By Friday I still hadn’t noticed any real improvement in my ability to get through the radiation sessions, with Friday’s session needing two shots to finish rather than the one I’d been getting. Later that evening I figured out that Friday’s difficulties were mostly due to a miscalculation in my pain management regimen. They had changed the dosage on the pain patch I wear for continual relief (the oral meds are for the as-needed part and unfortunately are still needed quite a bit) and I had remembered the wrong day for changing out the larger patch. By the time I’d checked back through my daily medication notes and found the problem, I was well into a pain crash and the rest of my Friday was mostly lost to recovering from that. I felt angry, and stupid, at making such a mistake especially when I’m taking notes and keeping track and not-hurting is so important a goal. My step-mom did a good job trying to reassure me that those mistakes happen, even with notes; that she’s made similar mistakes; and so on. It was good to have her and my Dad down for a visit over the weekend, and friends have been doing a similarly awesome job of coming out and keeping company.
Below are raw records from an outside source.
PR #1233, opened 2026-08-01
feat(kyc): explain a staff KYC block and offer to start KYC

TaprootFreak:
## Why

Staff endpoints now answer `403 { "code": "STAFF_KYC_REQUIRED" }` when the role is fine but the
account behind it has not completed an identification. Surfacing that as a raw error would leave
staff looking at a bare "Forbidden resource" with no indication that their own KYC is what unblocks
it — the likely reading is "the tool is broken", not "I need to identify myself".

## What

`useGuardedApi` handles the code centrally, right next to the existing `TFA_REQUIRED` redirect. That
hook is where every staff call already goes through, so this covers all staff screens instead of one
dashboard.

It routes to a new screen that

- states that the **role is unchanged** and the identification is what is missing,
- explains that this is the same process customers go through and is done once,
- offers a **Start KYC** button that begins the regular onboarding via `useKycHelper().start()`,
- and a Back button.

Translations added for de, fr and it.

## Depends on

The API side that emits the code is a separate PR in the api repository. Until it is deployed this
screen is simply never reached — the hook only reacts to the new code, so nothing changes for any
existing flow.

### DIFF
--- a/src/App.tsx
+++ b/src/App.tsx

The weekend was quiet, and low energy; my Saturday was reasonably functional given current abilities, but my Sunday I was totally out of it for most of the day, only getting more coherent in the early evening. I expect my times of “getting things done” will shift (and continue shifting as factors change across treatment) and I’ll probably have some internal psychological adjustments to make accordingly. I’ve been used to either having the energy to do things, or not having it and having to push through and get stuff done anyway, and so having set times of day where things can more easily happen than not and vice versa I suspect will be a bigger change than it first appears.

Much more rambly entry but that’s what you get for today. I’ll try to remember to post happy healthy baby things scattered about as well as the more serious stuff. And questions, definitely ask them! Feedback, questions, things you’d like to know, something I mention that you want more details of…any of that is good, and will help me keep blogging, and writing, and processing, and healing. I’m also planning a “how you can help” post to go up within the next few days, so keep reading!
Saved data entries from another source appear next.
PR #1238, opened 2026-08-02
Report which account a client error happened to

### LINKED ISSUE #1237: Client error reports carry no account id, so a reported failure cannot be tied to the customer who hit it
## What happens

A client error report carries `message`, `type`, `stack`, `route` and `version` — but nothing that identifies the account that hit the failure, even when the customer is signed in and the app already knows it.

The resulting log line looks like this:

```
Client error: client="dfx-services" route="/buy" version="…" userAgent="…" type="ChunkLoadError" message="Loading chunk 2688 failed. …"
```

So the record answers *what* broke and *where*, but never *who* it happened to.

## Why it matters

When a customer reports "I can't buy anything, it keeps showing something went wrong", there is no way to look up whether that customer's failure is among the recorded ones — nor how often it hit them, nor whether it stopped.

This is not hypothetical. A support report was checked against the logs today: the failures were in there, but tying them to the reporting customer took a chain of indirect evidence — correlating the time the support entry was updated, resolving client IPs out of trace data, and observing that the customer produced no purchase requests at all during the affected window because the page never loaded far enough. The conclusion stayed circumstantial, and it only worked because the incident happened to be recent and narrow. For anything older, or during a busy period, the same question cannot be answered at all.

2 Responses to “More week 1 radiation tales”

  1. briton 19 Apr 2011 at 6:57 am

    I like your rambly posts! It makes me feel like I’m there having a conversation with you even though I can’t really be there for company. And it feels good for selfish reasons because I’ve really been missing everyone back home. People are so uptight here.

    I am so glad you have quality health care. My whole family being in the medical field, I’ve been very spoiled, and for a long time I wasn’t unable to understand why people were afraid of the doctor. My mom wore scrubs so much of the time that the smell of hospitals is comforting and reminds me of her. But volunteering in medical clinics made me realize how dismissive of pain and patient observations doctors tend to be, especially with women’s issues. But it sounds like they not only know what they are doing but they are treating you the person, not just the cancer. That’s also comforting to me.
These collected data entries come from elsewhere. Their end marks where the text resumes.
Issue #1226, opened 2026-07-31
SPA fallback serves the app shell for missing /static/* assets, and it is cached immutably for a year


davidleomay:
## What happens

A request for a `/static/*` asset that does not exist returns the app shell, with a 200 and a one-year immutable cache header:

```
$ curl -sI https://app.dfx.swiss/static/js/main.deadbeef.js
HTTP/2 200
content-type: text/html; charset=utf-8
cache-control: public, max-age=31536000, immutable
x-content-type-options: nosniff
```

Three things compound here:

1. **`200` with `text/html` where JavaScript was expected.** `public/_redirects` has `/*  /index.html  200`, so any asset miss falls through to the shell. With `x-content-type-options: nosniff` the browser is guaranteed to refuse to execute it.
2. **The wrong content inherits the asset cache policy.** The `/static/*` rule in `public/_headers` matches on *path*, not on what is actually served, so the shell comes back as `max-age=31536000, immutable`.
3. **That makes it permanent per client.** Once a browser requests a stale hash even once, that URL is pinned to HTML in its cache for a year. A reload does not clear it; only clearing site data does.

If the file that misses is the main bundle, React never mounts and the page sits on the `Loading ...` placeholder from `public/index.html`. If it is a lazy route chunk, it surfaces as a throw into the router `errorElement`.

## Why it is invisible

The response is a `200`, so it does not appear as an error in Cloudflare traffic analytics, and the dashboard cannot filter on response content-type. There is also no client-side error reporting — `src/screens/error.screen.tsx` never calls `useRouteError()`, so nothing is logged when the boundary fires.

## Proposed fix

Stop the SPA fallback swallowing asset misses, so a missing asset is an honest 404:

```
/static/*   /404.html      404
/*          /index.html    200
```

This also makes `reloadOnceForChunkError()` in `src/index.tsx` usable: a real 404 raises a `ChunkLoadError` that the existing guard can catch and self-heal from, which a 200-with-HTML never can.

Worth considering alongside it:

- Drop `immutable` from `/static/*`, so a bad response cannot pin itself for a year.
- Have `ErrorScreen` call `useRouteError()` and log/report it.
[...]

PR #1244, opened 2026-08-02
Stop a wrong asset response from outliving the deploy that caused it

TaprootFreak:
## What happened

A request for a missing `/static/*` asset was answered by the SPA fallback with the app shell — HTML, status 200. The header rule for `/static/*` matches on the **path**, not on what was actually served, so that HTML inherited `public, max-age=31536000, immutable`. Since `immutable` forbids revalidation, the wrong answer stayed servable for a year in every cache that had fetched it.

Customers landed on the error screen instead of the buy page. One reported case sat there for roughly 40 minutes on a fixed-line connection — not a flaky mobile link, a cached wrong answer. Clearing it required purging the edge by hand.

Measured before that purge: `ChunkLoadError` on `/buy` was the largest single error class in the backend log at 20–42 per hour. Afterwards it fell to 1 per hour, then to 0.

## Why the existing 404 fix was not enough

Missing assets already answer a real 404 (#1230). That stops **new** poisoning — it does not remove a single **existing** one. Two URLs demonstrated the persistence directly: both returned `200 text/html` from cache, 33 and 37 hours old, with a year still to run, while the same URLs with a cache-busting query returned `404`. The application was answering correctly; only the stored copies were wrong.

## What this changes

- **Drop `immutable` from `/static/*`.** The long `max-age` stays — filename hashes change with content, so a conditional request is answered `304` in the normal case. What changes is that a user-triggered reload can revalidate at all, which `immutable` prevents. Shared/edge caches keep the year-long lifetime either way; the comment says so plainly rather than implying this fixes them.
- **Route every other non-fingerprinted path through the content check**, not just the obvious ones: `/favicon.ico`, `/logo.png`, `/robots.txt`, `/manifest.json`, `/asset-manifest.json` and `/version.json`. `no-cache` still *stores* a response — it only forces revalidation before reuse — so a later `304` can confirm a wrongly stored app shell under those URLs. `/` and `/index.html` stay out on purpose: they are the fallback.
- **Fail closed on an absent *or empty* content-type.** An ok response carrying neither is treated as the fallback instead of being passed through, and the media type is compared before its parameters so a type that merely mentions `text/html` in a parameter is not mistaken for one.
- **Verify after every production deploy** that an absent asset really answers a bare 404 with exactly the headers the function emits. A run-specific marker (run id and attempt) is polled first so the check runs against a live deploy. The step states what it can and cannot prove: marker and asset are separate requests and could, during propagation, be served by different edge nodes — it is a smoke test that reliably catches a widespread regression, not a per-node proof.
- **Pin the route list in a test** — exact `include` and `exclude`, so an entry can neither be dropped nor added unnoticed.

## Verification

- `npm run lint` clean; `npm test` green (63 suites, 684 tests)
- Deploy step order checked by hand: the marker is written after every build step and before the upload, so it cannot be overwritten
- Seven review passes against the complete diff. Findings resolved along the way included two that would have made the new gate ineffective — one where it would have re-proved the *previous* deploy, one where a transport failure could have counted as a pass — plus a test that passed while testing something other than its name, and several statements in comments and failure messages that promised more than the code establishes.

Related: #1226 (root cause), #1230 (the 404 answer this builds on).

### DIFF
--- a/.github/workflows/prd.yml
+++ b/.github/workflows/prd.yml
@@ -188,10 +188,11 @@ jobs:
           echo "  url: $url"
           if [ -n "$last_error" ]; then
             echo "  last error: $last_error"
+            echo "This means the verify request itself never got a response from the server (a transport failure, not an answer) -- investigate connectivity to app.dfx.swiss or the runner's network before trusting this deploy."
           else
             echo "  last status: $status"
             echo "  last content-type: $content_type"
             echo "  last cache-control: $cache_control"
+            echo "This means an absent /static/* asset is answered with something other than a plain 404 (e.g. the SPA fallback or other HTML) -- the exact failure mode from the cached-fallback incident. Investigate functions/[[path]].js, public/_routes.json and public/_headers before trusting this deploy."
           fi
-          echo "This means an absent /static/* asset is answered with something other than a plain 404 (e.g. the SPA fallback, HTML, or a transport failure) -- the exact failure mode from the cached-fallback incident. Investigate functions/[[path]].js, public/_routes.json and public/_headers before trusting this deploy."
           exit 1
--- a/.github/workflows/prd.yml
+++ b/.github/workflows/prd.yml
@@ -80,10 +80,11 @@ jobs:
       - name: Verify missing assets return 404 (not the SPA fallback)
         run: |
           # functions/[[path]].js + public/_routes.json turn a missing /static/* asset into a
-          # plain 404 instead of the SPA fallback (index.html, status 200) that used to get
-          # cached under the asset's own URL for a year (see public/_headers). This step is a
-          # smoke test, run after every PRD deploy, for exactly that regression -- see below
-          # for what it actually proves and what it does not.
+          # plain 404 instead of the SPA fallback (index.html, status 200) that used to be
+          # eligible to stay cached under the asset's own URL for up to a year, until evicted or
+          # cleared (see public/_headers). This step is a smoke test, run after every PRD deploy,
+          # for exactly that regression -- see below for what it actually proves and what it does
+          # not.
           #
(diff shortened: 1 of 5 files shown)


TaprootFreak:
Seven review passes against the complete `develop...HEAD` diff, one on conformity and one on logic each round, iterating until neither returned a defect. All checks are green on `ff1a36d`.

The passes were worth it — several findings would have shipped a fix that only looked like one:

- **The deploy gate proved nothing.** The randomised asset URL varied the *path*, not the *version* answering it. Because the previous deploy already answered missing assets correctly, the check went green without ever exercising the build it was meant to guard. A run-specific marker is now polled first.
- **A transport failure could count as a pass.** `|| true` on the probe turned an aborted request into a success once headers had already arrived.
- **The fail-closed claim only held half the time.** An absent content-type was caught, an empty one was passed through as a valid asset.
- **Two more paths carried the same assumption.** `/robots.txt`, then `/version.json` — the latter is written by the build and expected by an e2e test, so a missing file would have been served as the app shell under that URL. The pinned route test would have locked that gap in as correct.
- **A test passed while testing something else.** The empty-content-type case cannot be built through the `Response` constructor: the platform discards `''` and substitutes `text/plain`. The header has to be emptied after construction.

The recurring theme, and the reason the later passes kept finding things, was not broken logic but **statements that promised more than the code establishes** — in comments, in failure messages, once in a test name. Examples corrected here: a cached wrong answer described as removable "only by purging" (eviction and expiry also remove it), a marker loop reporting "deploy did not become active" when all it observed was an unmatched marker, and a comment promising a commit hash where the build writes `unknown` if git metadata is missing.

The last pass returned a single wording defect, fixed in `ff1a36d`; that one-line comment change was not re-reviewed, since the logic dimension had already returned zero findings and everything after pass five was wording without behavioural effect.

  2. Reesaon 19 Apr 2011 at 9:47 am

    @Brit — Glad the rambling works for you! :) I hope you can at least get back to Texas for more visits soon, so far in my travels Texas still has some of the best people (if also rather quirky, hehe).

    Yeah having had the more dismissive care team the first time around on this I feel so much better on that issue now. It’s a scarier and more dangerous place to be in health-wise, but having doctors who seem to treat me as a PERSON with cancer is making a huge difference psychologically towards facing what has to come.